### WORK TO COMPLETE
Print the data once more, exactly as supplied.

### Collected data entries
PR #5779, opened 2024-01-26
feat(QwikCityMockProvider): add optional goto prop

alexismch:
# Overview

# What is it?

- [ ] Feature / enhancement
- [ ] Bug

# Description

While trying to run a Cypress e2e test based on a storybook, I've challenged an issue due to the thrown error of the `goto` function not implemented in `QwikCityMockProvider`.
In order to tackle, I've moved the error to a warning. On top of that I've added an optional prop that allows users to pass a custom goto function.

# Checklist:

### DIFF
--- a/packages/docs/src/routes/api/qwik-city/api.json
+++ b/packages/docs/src/routes/api/qwik-city/api.json
@@ -477,7 +477,7 @@
         }
       ],
       "kind": "Interface",
-      "content": "```typescript\nexport interface QwikCityMockProps \n```\n\n\n|  Property | Modifiers | Type | Description |\n|  --- | --- | --- | --- |\n|  [params?](#) |  | Record&lt;string, string&gt; | _(Optional)_ |\n|  [url?](#) |  | string | _(Optional)_ |",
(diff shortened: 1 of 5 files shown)


alexismch:
> Nice, could you document an example of how to use it?

I've made an update, Is it what you expect?

wmertens:
> I've made an update, is it what you expect?

Well, I was hoping for something that people new to Qwik would be able to easily understand, showing how to use it in their tests.

alexismch:
> > I've made an update, is it what you expect?
> 
> Well, I was hoping for something that people new to Qwik would be able to easily understand, showing how to use it in their tests.

Here it is!

wmertens:
@alexismch great, thanks! I do notice you replaced the error with a console log, shouldn't it remain an error?

Also, the log doesn't say where the log comes from, whereas the Error would show the stack, so even if logging is preferred it would still need a change.

alexismch:
> @alexismch great, thanks! I do notice you replaced the error with a console log, shouldn't it remain an error?
> 
> 
> 
> Also, the log doesn't say where the log comes from, whereas the Error would show the stack, so even if logging is preferred it would still need a change.

I effectively moved to a warn in order to avoid blocking the code after the `navigate` to be executed. And so not restrict people to always define a `goto` fn. What do you think?

mhevery (approved):

wmertens:
I extended the log message a little. Looks good, thanks!

PR #5817, opened 2024-02-04
fix(link): Prefetch redirects to error pages. Fixes #5474

### LINKED ISSUE #5474: [🐞] Prefetch redirects to error pages.

Qwik City (routing)

### Describe the bug

`<Link prefetch={true} href="/this-page-doesnt-exist" />`

If the route on the href is not found on prefetch (such as when the user hovers over the element), the page is immediately redirected to the 404 page. This shouldn't happen until the user clicks or navigates to the page.

### Reproduction

https://github.com/eglove/examples/blob/main/apps/qwik-example/src/routes/index.tsx

### Steps to reproduce

_No response_

### System Info

```shell
System:
    OS: Windows 11 10.0.22621
    CPU: (24) x64 12th Gen Intel(R) Core(TM) i9-12900K
    Memory: 5.58 GB / 31.76 GB
  Binaries:
    Node: 20.9.0 - C:\Program Files\nodejs\node.EXE
    Yarn: 1.22.21 - C:\Program Files\nodejs\yarn.CMD
    npm: 10.2.4 - C:\Program Files\nodejs\npm.CMD
    pnpm: 8.10.5 - C:\Program Files\nodejs\pnpm.CMD
  Browsers:
    Edge: Chromium (119.0.2151.58)
    Internet Explorer: 11.0.22621.1
```

### Additional Information

_No response_

iamriajul:
# Overview

Fixes: https://github.com/BuilderIO/qwik/issues/5474

# What is it?

- [ ] Feature / enhancement
- [x] Bug

# Description

This PR fixes the bug by adding a flag to the `loadClientData` function, and update `handlePrefetch` in link-component to use the flag to indicate that the call is intended to just prefetch not actual navigation, So in-case the route does occur unexpected error or doesn't exist it shouldn't redirect to the page.

# Checklist:

### DIFF
--- a/packages/qwik-city/runtime/src/link-component.tsx
+++ b/packages/qwik-city/runtime/src/link-component.tsx
@@ -48,7 +48,10 @@ export const Link = component$<LinkProps>((props) => {
           prefetchSymbols(url.pathname);
 
           if (elm.hasAttribute('data-prefetch')) {
-            loadClientData(url, elm, { prefetchSymbols: false });
+            loadClientData(url, elm, {
+              prefetchSymbols: false,
+              isPrefetch: true,
+            });
           }
         }
       })
--- a/packages/qwik-city/runtime/src/use-endpoint.ts
+++ b/packages/qwik-city/runtime/src/use-endpoint.ts
@@ -11,6 +11,7 @@ export const loadClientData = async (
     action?: RouteActionValue;
     clearCache?: boolean;
     prefetchSymbols?: boolean;
+    isPrefetch?: boolean;
   }
 ) => {
   const pagePathname = url.pathname;
@@ -61,7 +62,9 @@ export const loadClientData = async (
           return clientData;
         });
       } else {
-        location.href = url.href;
+        if (opts?.isPrefetch !== true) {
+          location.href = url.href;
+        }
         return undefined;
       }
     });


packages/qwik-city/runtime/src/link-component.tsx
```diff
@@ -48,7 +48,10 @@ export const Link = component$<LinkProps>((props) => {
           prefetchSymbols(url.pathname);
 
           if (elm.hasAttribute('data-prefetch')) {
-            loadClientData(url, elm, { prefetchSymbols: false });
+            loadClientData(url, elm, {
+              prefetchSymbols: false,
```
iamriajul, line 52: I'm a little bit confused about `prefetchSymbols` being `false`!

wmertens: Isn't this specifically to fetch the data separately? The symbols are being fetched elsewhere.

wmertens (approved):
I was a little worried that there might be other places that prefetch data that would need this flag, but it's indeed only in this place. Nice concise solution!

LGTM

packages/qwik-city/runtime/src/link-component.tsx
iamriajul: > Isn't this specifically to fetch the data separately?

I don't know really. Currently the prefetch only data. and symbols are prefetched via the `service-worker` maybe.

wmertens: Actually it's done two lines above this call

### ANSWER TO THIS TASK
PR #5779, opened 2024-01-26
feat(QwikCityMockProvider): add optional goto prop

alexismch:
# Overview

# What is it?

- [ ] Feature / enhancement
- [ ] Bug

# Description

While trying to run a Cypress e2e test based on a storybook, I've challenged an issue due to the thrown error of the `goto` function not implemented in `QwikCityMockProvider`.
In order to tackle, I've moved the error to a warning. On top of that I've added an optional prop that allows users to pass a custom goto function.

# Checklist:

### DIFF
--- a/packages/docs/src/routes/api/qwik-city/api.json
+++ b/packages/docs/src/routes/api/qwik-city/api.json
@@ -477,7 +477,7 @@
         }
       ],
       "kind": "Interface",
-      "content": "```typescript\nexport interface QwikCityMockProps \n```\n\n\n|  Property | Modifiers | Type | Description |\n|  --- | --- | --- | --- |\n|  [params?](#) |  | Record&lt;string, string&gt; | _(Optional)_ |\n|  [url?](#) |  | string | _(Optional)_ |",
(diff shortened: 1 of 5 files shown)


alexismch:
> Nice, could you document an example of how to use it?

I've made an update, Is it what you expect?

wmertens:
> I've made an update, is it what you expect?

Well, I was hoping for something that people new to Qwik would be able to easily understand, showing how to use it in their tests.

alexismch:
> > I've made an update, is it what you expect?
> 
> Well, I was hoping for something that people new to Qwik would be able to easily understand, showing how to use it in their tests.

Here it is!

wmertens:
@alexismch great, thanks! I do notice you replaced the error with a console log, shouldn't it remain an error?

Also, the log doesn't say where the log comes from, whereas the Error would show the stack, so even if logging is preferred it would still need a change.

alexismch:
> @alexismch great, thanks! I do notice you replaced the error with a console log, shouldn't it remain an error?
> 
> 
> 
> Also, the log doesn't say where the log comes from, whereas the Error would show the stack, so even if logging is preferred it would still need a change.

I effectively moved to a warn in order to avoid blocking the code after the `navigate` to be executed. And so not restrict people to always define a `goto` fn. What do you think?

mhevery (approved):

wmertens:
I extended the log message a little. Looks good, thanks!

PR #5817, opened 2024-02-04
fix(link): Prefetch redirects to error pages. Fixes #5474

### LINKED ISSUE #5474: [🐞] Prefetch redirects to error pages.

Qwik City (routing)

### Describe the bug

`<Link prefetch={true} href="/this-page-doesnt-exist" />`

If the route on the href is not found on prefetch (such as when the user hovers over the element), the page is immediately redirected to the 404 page. This shouldn't happen until the user clicks or navigates to the page.

### Reproduction

https://github.com/eglove/examples/blob/main/apps/qwik-example/src/routes/index.tsx

### Steps to reproduce

_No response_

### System Info

```shell
System:
    OS: Windows 11 10.0.22621
    CPU: (24) x64 12th Gen Intel(R) Core(TM) i9-12900K
    Memory: 5.58 GB / 31.76 GB
  Binaries:
    Node: 20.9.0 - C:\Program Files\nodejs\node.EXE
    Yarn: 1.22.21 - C:\Program Files\nodejs\yarn.CMD
    npm: 10.2.4 - C:\Program Files\nodejs\npm.CMD
    pnpm: 8.10.5 - C:\Program Files\nodejs\pnpm.CMD
  Browsers:
    Edge: Chromium (119.0.2151.58)
    Internet Explorer: 11.0.22621.1
```

### Additional Information

_No response_

iamriajul:
# Overview

Fixes: https://github.com/BuilderIO/qwik/issues/5474

# What is it?

- [ ] Feature / enhancement
- [x] Bug

# Description

This PR fixes the bug by adding a flag to the `loadClientData` function, and update `handlePrefetch` in link-component to use the flag to indicate that the call is intended to just prefetch not actual navigation, So in-case the route does occur unexpected error or doesn't exist it shouldn't redirect to the page.

# Checklist:

### DIFF
--- a/packages/qwik-city/runtime/src/link-component.tsx
+++ b/packages/qwik-city/runtime/src/link-component.tsx
@@ -48,7 +48,10 @@ export const Link = component$<LinkProps>((props) => {
           prefetchSymbols(url.pathname);
 
           if (elm.hasAttribute('data-prefetch')) {
-            loadClientData(url, elm, { prefetchSymbols: false });
+            loadClientData(url, elm, {
+              prefetchSymbols: false,
+              isPrefetch: true,
+            });
           }
         }
       })
--- a/packages/qwik-city/runtime/src/use-endpoint.ts
+++ b/packages/qwik-city/runtime/src/use-endpoint.ts
@@ -11,6 +11,7 @@ export const loadClientData = async (
     action?: RouteActionValue;
     clearCache?: boolean;
     prefetchSymbols?: boolean;
+    isPrefetch?: boolean;
   }
 ) => {
   const pagePathname = url.pathname;
@@ -61,7 +62,9 @@ export const loadClientData = async (
           return clientData;
         });
       } else {
-        location.href = url.href;
+        if (opts?.isPrefetch !== true) {
+          location.href = url.href;
+        }
         return undefined;
       }
     });


packages/qwik-city/runtime/src/link-component.tsx
```diff
@@ -48,7 +48,10 @@ export const Link = component$<LinkProps>((props) => {
           prefetchSymbols(url.pathname);
 
           if (elm.hasAttribute('data-prefetch')) {
-            loadClientData(url, elm, { prefetchSymbols: false });
+            loadClientData(url, elm, {
+              prefetchSymbols: false,
```
iamriajul, line 52: I'm a little bit confused about `prefetchSymbols` being `false`!

wmertens: Isn't this specifically to fetch the data separately? The symbols are being fetched elsewhere.

wmertens (approved):
I was a little worried that there might be other places that prefetch data that would need this flag, but it's indeed only in this place. Nice concise solution!

LGTM

packages/qwik-city/runtime/src/link-component.tsx
iamriajul: > Isn't this specifically to fetch the data separately?

I don't know really. Currently the prefetch only data. and symbols are prefetched via the `service-worker` maybe.

wmertens: Actually it's done two lines above this call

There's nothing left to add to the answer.